Monday of the Fifth Week in Ordinary Time
As God did with Job, over the course of this week, the Church invites us to consider the foundations of the earth. Perhaps through this, we might come to some sense of wonder at the grandeur of God’s work in and for each one of us and thereby let our restless souls be quieted. We cannot, however, set upon this task without recognizing that many Christians have become embarrassed by the book of Genesis, even to the point that they ignore or perhaps reject the wisdom that it contains. Yet the Church has never ceased to proclaim the fundamental truths of the faith that come to us from this book, truths to which Jesus himself makes reference in the Gospels and which John Paul II builds upon in the catecheses commonly known as “the theology of the body.” Joseph Cardinal Ratzinger (later Benedict XVI) offers principles for a properly Catholic understanding of Genesis in his book In the Beginning: A Catholic Understanding of Creation and the Fall. Our reflections over the coming days will take for granted the perspective that he proposes: we do not read Genesis as if it were a scientific text, but rather recognize the even more fundamental truths that it contains as our spiritual meta-narrative.

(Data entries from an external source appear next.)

PR #583, opened 2021-01-25
Fix typo in auto-margin docs

gkoscky:
Left margin should be `.ml-auto`, not `.mr-auto`


aaronshekey (approved):
Good catch, thank you!

PR #280, opened 2014-11-25
Helper methods for resource loading

Turbo87:
This PR adds URL-based `linesOf()` and `contentOf()` methods that can be used to load URLs returned from e.g. `ClassLoader.getResource(...)`.


Turbo87:
deprecated by #402

PR #285, opened 2014-12-04
Added AssertProvider for linking objects to their Assert

liefke:
Currently if I have an additional Assert class, I have to create (or generate) a new Assertions class to allow the fluent form MyAssertions.assertThat(MyObject).condition().

This is ok if the tested object (MyObject) is a real application object, because it can't know anything about the Assert class (which is usually only available during test time).

But if MyObject is an object just for testing as well, e.g. because it is a page object ([see here for an introduction to page objects](https://code.google.com/p/selenium/wiki/PageObjects)), this extra Assertions class is not really necessary and the disadvantage dominates:
You have either more than one custom Assertions class (where you can't use a static import for assertThat in the same test class), or you have to combine all different Assert from different packages into one big Assertions class - what may lead to dependency cycles and other architectural problems.

I know that there is the concept of a AssertDelegateTarget, but if you use that you have to create (and know) the Asserts by yourself. And Assertions.assertThat(new MyDelegateAssert(testObject)).containsText("...") is not as fluent as Assertions.assertThat(testObject).containsText("...").

So I have created a small patch of Assertions, to support the definition of the associated Assert in the tested object.

Here a short example of the usage:
```java
public class Button implements AssertProvider<ButtonAssert> {
  public String getText() {
    return ...;
  }
  public ButtonAssert assertThat() { 
    return new ButtonAssert(this); 
  } 
}

public class ButtonAssert extends Assert<ButtonAssert, Button> {
  ...
  public ButtonAssert containsText(String text) {
    ...
  }
}

void testMethod() {
  Button button = ...;
  Assertions.assertThat(button).containsText("Test");
}
```

I hope you see the advantages of this usecase and add it to AssertJ as well.

### DIFF
--- a/src/main/java/org/assertj/core/api/AssertProvider.java
+++ b/src/main/java/org/assertj/core/api/AssertProvider.java
@@ -1,0 +1,44 @@
+package org.assertj.core.api;
+
+/**
+ * Provides a {@link Assert} for the current object.
+ * 
+ * <p>Used to map an object to its Assert without having to create a new "Assertions" class.</p>
+ * 
+ * Usage: <pre><code class='java'>
+ * public class Button implements AssertProvider<ButtonAssert> {
+ *   public ButtonAssert assertThat() { 
+ *     return new ButtonAssert(this); 
+ *   } 
+ * }
+ * 
+ * public class ButtonAssert extends Assert<ButtonAssert, Button> {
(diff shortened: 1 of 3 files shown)


joel-costigliola:
Integrated, thx.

Today, we hear much of what is known as Genesis’ “first creation story.” God exhibits a certain delight as he creates: in the narrative, we hear over and again that God judges his work to be good. We would do well to rest in this realization and realize just how radical it is. When we look around us or even within ourselves, we find that things are not as they ought to be, that injustice is everywhere, and we may begin to wonder why this is so. Could it be that God made a mistake when he created the world, or even that the world itself was a mistake? Over and against these fears and doubts, today’s readings forcefully affirm the original goodness of God’s creation. The Psalm invites us to join in the lightness of God’s creation by affirming the grandeur of his handiwork and even by blessing him with the words, “May the Lord be glad in his works!” The Lord is glad indeed in his creation, but he delights to fulfill this prayer for and in us. So let us know the pleasure that the Lord takes in these words he offers us as we pray them back to him: “may the Lord be glad in his works!”